*Description of the task:* Return each line below holding the string "contributions".

(Stored data entries)
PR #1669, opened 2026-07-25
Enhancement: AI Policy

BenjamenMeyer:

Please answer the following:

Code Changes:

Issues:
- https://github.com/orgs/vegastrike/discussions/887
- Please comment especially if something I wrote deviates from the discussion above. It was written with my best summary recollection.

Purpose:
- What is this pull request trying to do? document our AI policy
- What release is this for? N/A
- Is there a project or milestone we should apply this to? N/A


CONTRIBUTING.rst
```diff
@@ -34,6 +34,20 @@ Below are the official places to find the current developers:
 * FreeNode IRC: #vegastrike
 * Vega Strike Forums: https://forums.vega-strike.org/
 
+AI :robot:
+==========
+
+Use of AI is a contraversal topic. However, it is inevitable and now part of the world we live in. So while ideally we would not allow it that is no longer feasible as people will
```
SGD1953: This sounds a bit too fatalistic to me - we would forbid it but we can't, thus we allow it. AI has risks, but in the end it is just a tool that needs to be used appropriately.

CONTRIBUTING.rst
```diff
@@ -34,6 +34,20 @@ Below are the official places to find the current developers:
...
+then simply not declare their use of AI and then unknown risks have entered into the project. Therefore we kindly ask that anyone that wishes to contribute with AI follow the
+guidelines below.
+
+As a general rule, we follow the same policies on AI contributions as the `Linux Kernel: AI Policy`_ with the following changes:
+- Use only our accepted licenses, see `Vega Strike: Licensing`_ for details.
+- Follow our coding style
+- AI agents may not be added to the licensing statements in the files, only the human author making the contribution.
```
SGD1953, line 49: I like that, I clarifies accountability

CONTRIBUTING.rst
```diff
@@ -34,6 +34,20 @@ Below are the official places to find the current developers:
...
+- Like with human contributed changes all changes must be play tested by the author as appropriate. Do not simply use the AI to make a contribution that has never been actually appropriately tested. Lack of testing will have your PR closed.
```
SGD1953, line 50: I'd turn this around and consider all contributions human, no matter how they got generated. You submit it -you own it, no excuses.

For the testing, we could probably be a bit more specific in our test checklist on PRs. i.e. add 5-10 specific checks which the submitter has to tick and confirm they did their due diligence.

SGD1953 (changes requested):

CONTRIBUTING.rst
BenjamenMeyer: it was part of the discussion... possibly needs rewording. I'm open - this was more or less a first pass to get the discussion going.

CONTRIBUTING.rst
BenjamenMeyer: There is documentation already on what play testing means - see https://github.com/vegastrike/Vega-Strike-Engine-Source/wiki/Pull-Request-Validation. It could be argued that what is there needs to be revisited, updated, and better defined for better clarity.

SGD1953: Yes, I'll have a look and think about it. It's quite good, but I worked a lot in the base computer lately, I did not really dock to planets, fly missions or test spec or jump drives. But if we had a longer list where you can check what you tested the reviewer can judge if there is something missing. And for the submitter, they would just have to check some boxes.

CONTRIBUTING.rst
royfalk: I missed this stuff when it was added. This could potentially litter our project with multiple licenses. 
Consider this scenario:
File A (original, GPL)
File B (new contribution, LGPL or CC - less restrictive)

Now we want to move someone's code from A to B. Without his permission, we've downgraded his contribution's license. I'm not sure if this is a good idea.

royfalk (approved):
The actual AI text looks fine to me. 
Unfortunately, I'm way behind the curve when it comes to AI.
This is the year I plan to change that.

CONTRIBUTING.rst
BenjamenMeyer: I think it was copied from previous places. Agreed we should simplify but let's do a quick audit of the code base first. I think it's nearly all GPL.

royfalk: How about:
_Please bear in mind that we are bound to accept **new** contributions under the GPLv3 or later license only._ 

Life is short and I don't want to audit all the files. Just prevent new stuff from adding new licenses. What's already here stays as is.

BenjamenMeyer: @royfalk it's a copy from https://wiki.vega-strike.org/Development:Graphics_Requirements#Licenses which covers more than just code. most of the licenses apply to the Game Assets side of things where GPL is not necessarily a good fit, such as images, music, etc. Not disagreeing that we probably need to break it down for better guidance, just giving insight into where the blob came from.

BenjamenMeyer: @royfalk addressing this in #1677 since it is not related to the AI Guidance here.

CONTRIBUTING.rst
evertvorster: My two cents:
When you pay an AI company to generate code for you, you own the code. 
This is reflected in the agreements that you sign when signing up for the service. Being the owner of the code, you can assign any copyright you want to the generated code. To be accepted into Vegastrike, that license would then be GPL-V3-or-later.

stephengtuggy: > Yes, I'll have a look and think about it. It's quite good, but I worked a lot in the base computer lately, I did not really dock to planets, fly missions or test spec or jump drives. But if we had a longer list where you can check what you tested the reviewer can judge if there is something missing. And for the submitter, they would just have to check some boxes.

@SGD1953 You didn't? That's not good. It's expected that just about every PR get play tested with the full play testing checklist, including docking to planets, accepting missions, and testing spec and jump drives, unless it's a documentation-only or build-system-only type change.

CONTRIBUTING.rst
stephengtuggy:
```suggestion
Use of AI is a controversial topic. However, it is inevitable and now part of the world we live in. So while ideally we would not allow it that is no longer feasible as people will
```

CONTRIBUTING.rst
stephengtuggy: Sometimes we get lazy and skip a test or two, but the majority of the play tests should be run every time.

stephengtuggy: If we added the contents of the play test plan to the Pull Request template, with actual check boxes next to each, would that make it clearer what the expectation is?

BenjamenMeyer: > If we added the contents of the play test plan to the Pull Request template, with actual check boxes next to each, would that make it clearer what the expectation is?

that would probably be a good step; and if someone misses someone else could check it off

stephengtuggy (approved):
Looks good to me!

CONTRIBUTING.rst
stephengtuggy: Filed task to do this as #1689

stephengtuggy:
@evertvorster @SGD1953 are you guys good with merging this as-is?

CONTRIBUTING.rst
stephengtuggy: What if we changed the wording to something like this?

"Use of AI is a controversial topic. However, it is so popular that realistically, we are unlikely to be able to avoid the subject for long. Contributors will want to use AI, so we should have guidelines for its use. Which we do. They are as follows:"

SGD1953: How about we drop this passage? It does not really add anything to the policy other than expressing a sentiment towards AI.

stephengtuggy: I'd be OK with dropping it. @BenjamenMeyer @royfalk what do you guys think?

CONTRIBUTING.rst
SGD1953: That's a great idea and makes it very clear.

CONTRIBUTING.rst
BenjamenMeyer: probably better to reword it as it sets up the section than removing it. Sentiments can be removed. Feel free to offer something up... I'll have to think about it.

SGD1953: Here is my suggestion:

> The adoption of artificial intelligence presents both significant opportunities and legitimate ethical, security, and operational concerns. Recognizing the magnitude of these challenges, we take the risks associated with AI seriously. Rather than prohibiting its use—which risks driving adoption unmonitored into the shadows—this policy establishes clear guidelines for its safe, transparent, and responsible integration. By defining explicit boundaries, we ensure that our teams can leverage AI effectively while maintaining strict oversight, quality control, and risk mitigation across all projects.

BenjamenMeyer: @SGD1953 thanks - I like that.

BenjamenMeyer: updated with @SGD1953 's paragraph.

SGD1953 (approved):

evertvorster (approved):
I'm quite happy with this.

*Result of the task:*
+As a general rule, we follow the same policies on AI contributions as the `Linux Kernel: AI Policy`_ with the following changes:
SGD1953, line 50: I'd turn this around and consider all contributions human, no matter how they got generated. You submit it -you own it, no excuses.
_Please bear in mind that we are bound to accept **new** contributions under the GPLv3 or later license only._ 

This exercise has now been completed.